Der Brief eines Anwalts trifft auf Sternberg ein: Etwas Ungeheuerliches wird darin behauptet: Der verstorbene Fürst Leopold habe aus einer außerehelichen Beziehung einen Sohn gehabt. Die Aufregung im Schloss ist groß. Christian, der kleine Fürst, ist außer sich vor Kummer. Der Charakter seines Vaters wird auf einmal entscheidend in Frage gestellt. Den kleinen Fürst beschleicht ein schlimmer Verdacht. Dieses einschneidende Ereignis wird uns alle längere Zeit beschäftigen. Die Affäre von Fürst Leopold erschüttert Schloss Sternberg in seinen Grundfesten. Wie wird der kleine Fürst daraus hervorgehen?
»Ich finde es schön, dass wir uns mal wieder getroffen haben, Corinna«, sagte Marietta von der Hart. »Darauf sollten wir anstoßen!« Sie strich sich die üppige rote Mähne aus dem Gesicht, bevor sie ihr Weinglas hob.
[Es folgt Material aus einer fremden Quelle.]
PR #3385, opened 2024-09-28
Update to eslint v9

### LINKED ISSUE #3384: Update ESLint to version 9
Looks like ESLint v8 (the one we currently use) is going EOL next week (2024-10-05).

At least one plugin doesn't seem to be compatible:
* `eslint-plugin-import` ([issue](https://github.com/import-js/eslint-plugin-import/issues/2948))

This likely needs someone more familiar with JS than me to fix.

flodolo:
Fixes #3384

Going through the individual commits might help:
1. I moved the excluded paths from `.eslintignore` into the config. The first surprise there is that I had to add `ignorePatterns` also to the config file in `/translate/.eslintrc.js`.
2. Updated `eslint` up to 8.40. Beyond that, the update was not working out of the box.
3. Updated to `eslint` 8.57.1 (had to install also the `globals` package, see [SO thread](https://stackoverflow.com/questions/75524079/eslint-flat-config-eslint-config-js-throwing-parsing-error-the-keyword-imp/75524936#75524936)).
4. Converted configs to new flat format (via [migration tool](https://eslint.org/docs/latest/use/configure/migration-guide)).
5. Fixed remaining errors. This one needs someone who truly understands JS to tell if I just patched the problem in the wrong place. Again, surprising the previous `ignores` rule for `/static` wasn't working 🤷🏼 
6. Updated `caniuse` because I was tired of seeing the warning.

Unrelated:
* `*venv` doesn't seem to work in ignore files, ended up adding both `venv` (virtualenv) and `.venv` (uv style).
* Not sure why `package-lock.json` still had references to `tag-admin`?


flodolo:
7. Manually remove one more zombie piece of `tag-admin` from `package-lock.json`.

package.json
```diff
@@ -35,6 +35,9 @@
     "@babel/preset-env": "^7.13.10",
     "@babel/preset-react": "^7.12.13",
     "@babel/runtime": "^7.13.10",
+    "@eslint/compat": "^1.1.1",
```
flodolo, line 38: These are required by the new flat config (you get the instruction to install them after running the migration).

flodolo:
I actually realized that the update to node 9 is relatively straightforward at this point, so trying to use this PR to do the full jump to v9.

eslint.config.mjs
```diff
@@ -0,0 +1,145 @@
...
+  allConfig: js.configs.all,
+});
+
+export default [
+  {
+    ignores: [
+      '**/.vscode/',
+      '.github/',
+      'media/',
+      '**/static/',
```
mathjazz, line 24: Will that not exclude e.g. `pontoon/base/static`?

flodolo: Yes it would 🤦🏼

pontoon/administration/static/js/admin_project.js
```diff
@@ -194,7 +194,7 @@ $(function () {
 
     try {
       projectLocales = JSON.parse($(this).val());
-    } catch (error) {
+    } catch {
```
flodolo, line 197: Fixing this via eslint comment turned out to be a nightmare

```js
        try {
          data = JSON.parse(event.data);
        }
        // eslint-disable-next-line no-unused-vars
        catch (_) {
          return;
        }
```

This works, but prettier will move the comment with the catch block, breaking eslint.

Started looking into https://github.com/prettier/eslint-plugin-prettier, but that's a rabbit hole I don't want to go down for these 2 errors.

eslint.config.mjs
```diff
@@ -0,0 +1,145 @@
...
+      // Vendored code
+      'error_pages/css/blockrain.css',
+      'error_pages/js/',
+      'pontoon/base/static/css/boilerplate.css',
+      'pontoon/base/static/css/fontawesome-all.css',
+      'pontoon/base/static/css/nprogress.css',
+      'pontoon/base/static/js/lib/',
+    ],
+  },
+  ...compat.extends('eslint:recommended', 'plugin:react/recommended'),
```
eemeli, line 43: This should be pretty easy to replace with a proper non-compat solution, something like this:
```suggestion
  js.configs.recommended,
  reactPlugin.configs.flat.recommended,
```

flodolo: Removed (this was generated by the conversion tool).

translate/eslint.config.mjs
```diff
@@ -0,0 +1,61 @@
...
+  baseDirectory: __dirname,
+  recommendedConfig: js.configs.recommended,
+  allConfig: js.configs.all,
+});
+
+export default [
+  ...compat.extends(
+    'eslint:recommended',
+    'plugin:@typescript-eslint/recommended',
+  ),
```
eemeli, line 23: Same here as with the root config; the compat stuff should not be necessary.

Note that for TS the package to import has changed: https://typescript-eslint.io/getting-started/

eemeli (changes requested):

pontoon/administration/static/js/admin_project.js
eemeli: As we're not using the variables, eliding the `(error)` or `(_)` completely is the right choice.

mathjazz (approved):

eslint.config.mjs
```diff
@@ -0,0 +1,135 @@
...
+    plugins: {
+      react,
+      import: importPlugin,
+    },
+
+    languageOptions: {
+      globals: {
+        ...globals.browser,
+        ...globals.jest,
+        gettext: false,
```
eemeli, line 44: I had to check what `false` meant here, and it's a [deprecated synonym](https://eslint.org/docs/latest/use/configure/language-options#specifying-globals) for `'readonly'`, which would be clearer here.

translate/eslint.config.mjs
```diff
@@ -0,0 +1,49 @@
...
+
+      '@typescript-eslint/no-unused-vars': [
+        'error',
+        {
+          varsIgnorePattern: '^_',
+        },
+      ],
+
+      '@typescript-eslint/prefer-as-const': 0,
+      'import/no-default-export': 'error',
```
eemeli, line 46: This doesn't need a plugin: https://eslint.org/docs/latest/rules/no-restricted-exports#restrictdefaultexports

translate/eslint.config.mjs
```diff
@@ -0,0 +1,49 @@
+import typescriptEslint from '@typescript-eslint/eslint-plugin';
+import _import from 'eslint-plugin-import';
```
eemeli, line 2: This is a different (unnecessary) import plugin than in the root config.

eslint.config.mjs
```diff
@@ -0,0 +1,135 @@
...
+      'pontoon/base/static/css/nprogress.css',
+      'pontoon/base/static/js/lib/',
+    ],
+  },
+  eslint.configs.recommended,
+  react.configs.flat.recommended,
+  {
+    plugins: {
+      react,
+      import: importPlugin,
```
eemeli, line 37: This plugin isn't used, and could/should be dropped.

eslint.config.mjs
```diff
@@ -0,0 +1,135 @@
...
+        DIFF_DELETE: false,
+        ga: false,
+        process: false,
+        generalShortcutsHandler: true,
+        traversalShortcutsHandler: true,
+        editorShortcutsHandler: true,
+        showdown: true,
+      },
+
+      parser: babelParser,
```
eemeli, line 80: Do we really still need Babel to parse the JS sources? That seems unlikely, esp. as it's not required for JSX.

eemeli (changes requested):
Sorry for not doing the full review all at once; this should be the last batch of comments.

eslint.config.mjs
flodolo: That I don't really know. If I use `tsParser` like in the main config it works, if I drop it I get 22 errors of these types

```
error  Parsing error: Unexpected token {
error  Parsing error: Unexpected token ..
error  Parsing error: Unexpected token ?
```

eemeli: When testing this, those go away when we also drop the unnecessary `ecmaVersion`. I'll add a suggestion below for how to simplify this that seems to work for me.

eslint.config.mjs
```diff
@@ -0,0 +1,133 @@
...
+          jsx: true,
+          experimentalObjectRestSpread: true,
+        },
+
+        babelOptions: {
+          presets: ['@babel/preset-react'],
+        },
+
+        requireConfigFile: false,
+      },
```
eemeli, line 93:
```suggestion
      parserOptions: {
        ecmaFeatures: {
          jsx: true,
        },
      },
```

eslint.config.mjs
```diff
@@ -0,0 +1,133 @@
...
+    ignores: [
+      '**/.vscode/',
+      '.github/',
+      'media/',
+      'static/',
+      '**/coverage/',
+      'docs/_build/',
+      '**/package-lock.json',
+      '**/specs/',
+      '**/?venv/',
```
eemeli, line 17: This does not appear to catch `.../venv/...` paths in practice.

flodolo: Is `**/*venv*/` too broad? The alternative is to list both `.venv` and `venv`, technically the former is the suggested way (using `uv`).

flodolo: Thinking back about it, `?venv` is not supposed to catch `venv`, because it needs one character 🤦🏼 

I'm guessing the options are:
- Keep as is
- List both `venv` and `.venv` (and fix all the other ignore files).

eemeli: Listing both seems like the easiest choice.

eemeli (approved):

Marietta war eine sehr auffallende Erscheinung, nicht nur ihrer Haare wegen, sondern auch, weil sie ihre Schönheit durch modischen Eigensinn zu unterstreichen wusste. Wo immer sie auftauchte, zog sie die Blicke von Frauen und Männern gleichermaßen auf sich. Sie entwarf Möbel und Gegenstände für den täglichen Gebrauch, und auch da zeigte sie trotz ihrer jungen Jahre bereits eine ganz eigene Handschrift. Gerade hatte sie einen Preis für ›das Sofa der Zukunft‹ gewonnen.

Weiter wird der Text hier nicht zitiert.